そのやり取りを見ていた外部の人間は驚きのあまりに声を漏らしていた。
「あれは……社長の仮眠用の枕! 今日の作業の休憩中にクッション代わりにしていたらついてしまったみたらし団子のタレの位置からして間違いない……! 何故ここに……!」
何故わかる。監視グループの女性社員の6割が引いた。それはともかくとして仕事に戻って中で匂いを嗅いでいるノアに視線を戻す。
「……これで、疑いは晴れましたかぁ?」
「疑いは晴れたけど……この枕が何?」
「匂いを嗅いでください。」
「……何で?」
枕を引き取った瑠璃は突然の申し出に意味が分からないと首を傾げる。別に持っているだけでは危険な香りがするというわけでもないが、一体どういうことだろうか。
「嗅げば、分かります。」
「……私、犬じゃないんだけど……」
恐る恐る匂いを嗅いでみる瑠璃。今ある記憶と何かが合致し、今度は言われなくても自発的に匂いを嗅ぎ始めた。それを見てノアは笑う。
「うふふ……いいですねぇ、あなたは……」
「……私の部屋からした私のお家にない匂いだった……ねぇ! これは何なの⁉」
瑠璃のまっすぐな問いにノアは割れた窓の向こう側、監視役のメンバーがいる方向を見て笑い、瑠璃の方に目を戻す。

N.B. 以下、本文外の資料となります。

PR #1282, opened 2020-05-31
Fix symfony 5.1 deprecations

mynameisbogdan:
| Q | A
| --- | ---
| Branch? | 2.3
| Bug fix? | yes
| New feature? | no
| BC breaks? | no
| Deprecations? | no
| Tests pass? | yes
| Fixed tickets |  #1287 
| License | MIT
| Doc PR |

### DIFF
--- a/Resources/config/templating.xml
+++ b/Resources/config/templating.xml
@@ -7,7 +7,7 @@
         <service id="liip_imagine.templating.filter_helper" class="Liip\ImagineBundle\Templating\Helper\FilterHelper">
             <tag name="templating.helper" alias="imagine" />
             <argument type="service" id="liip_imagine.cache.manager" />
-            <deprecated>The "%service_id%" service is deprecated since LiipImagineBundle 2.2 and will be removed in 3.0.</deprecated>
+            <!-- deprecated service, deprecation is set in the container extension -->
         </service>
     </services>
 </container>
--- a/composer.json
+++ b/composer.json
@@ -24,6 +24,7 @@
         "symfony/filesystem": "^3.4|^4.3|^5.0",
         "symfony/finder": "^3.4|^4.3|^5.0",
         "symfony/framework-bundle": "^3.4|^4.3|^5.0",
+        "symfony/mime": "^4.3|^5.0",
         "symfony/options-resolver": "^3.4|^4.3|^5.0",
         "symfony/process": "^3.4|^4.3|^5.0",
         "symfony/templating": "^3.4|^4.3|^5.0",
--- a/.travis.yml
+++ b/.travis.yml
@@ -46,6 +46,10 @@ matrix:
       env:
         - SYMFONY_VERSION=5.0.*
 
+    - php: '7.2.9'
+      env:
+        - SYMFONY_VERSION=5.1.*
+
     # Remember to test upcoming Symfony versions below with lowest supported PHP version and dev dependencies
 
     # Test upcoming PHP versions with dev dependencies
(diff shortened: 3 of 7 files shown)


Resources/config/templating.xml
```diff
@@ -7,7 +7,7 @@
         <service id="liip_imagine.templating.filter_helper" class="Liip\ImagineBundle\Templating\Helper\FilterHelper">
             <tag name="templating.helper" alias="imagine" />
             <argument type="service" id="liip_imagine.cache.manager" />
-            <deprecated>The "%service_id%" service is deprecated since LiipImagineBundle 2.2 and will be removed in 3.0.</deprecated>
+            <!-- deprecated service, deprecation is set in the container extension -->
```
Pixelshaped, line 10: As per Symfony deprecation message, couldn't this have been fixed by just adding "package" and "version" attributes to the `<deprecated>` node?

mynameisbogdan: That would work for Symfony 5.1+, but fail for older versions. That was also my initial solution and changed to this.

Pixelshaped: That's a bummer, but your solution works. The PR looks fine to me.

mynameisbogdan: Thank you!

Pixelshaped:
@dbu please consider merging this PR

composer.json
```diff
@@ -24,6 +24,7 @@
         "symfony/filesystem": "^3.4|^4.3|^5.0",
         "symfony/finder": "^3.4|^4.3|^5.0",
         "symfony/framework-bundle": "^3.4|^4.3|^5.0",
+        "symfony/mime": "^4.3|^5.0",
```
dbu, line 27: did we miss to explicitly require this, and symfony 5.1 drops some indirect requiring of it?

mynameisbogdan: as you can see [here](https://github.com/symfony/symfony/commit/11cef32ff7d6cf66f74d5e25a41ab2afa751492f) symfony/mime was set as an optional dependency so it's needed to explicitly require it since SimpleMimeTypeGuesser depends on it.

Pixelshaped: There is a related issue, might I add: https://github.com/liip/LiipImagineBundle/issues/1287

mynameisbogdan: that's correct.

「それを教えると、怖い人たちが来るの。だからごめんなさいね?」
「どうして……」
途方に暮れたように俯く瑠璃にノアは冷たい目を向けて呟く。
「……あなたはいいですよねぇ……」
「何が……?」
瑠璃がノアの言葉に反応して顔を上げると奇妙な感覚に襲われた。ノアがいることは視認しているのにもかかわらず、そこに気配が殆どないのだ。瑠璃はいなくなってしまうと予見してノアに尋ねる。
「ねぇ! ノアちゃんはどうして私のところに、ううん。ノアちゃんは何なの⁉」
「……私は、あなたとは違う負け犬ですよぉ……それでは……」
先ほどまでそこにいたのにもかかわらずもはや影も見当たらないノア。瑠璃は色々と考えたいことや言いたいことがあったが、もうこの場にいてもノアの言う怖い人が来る以外には何も起きないだろうと判断してその場から速やかに立ち去った。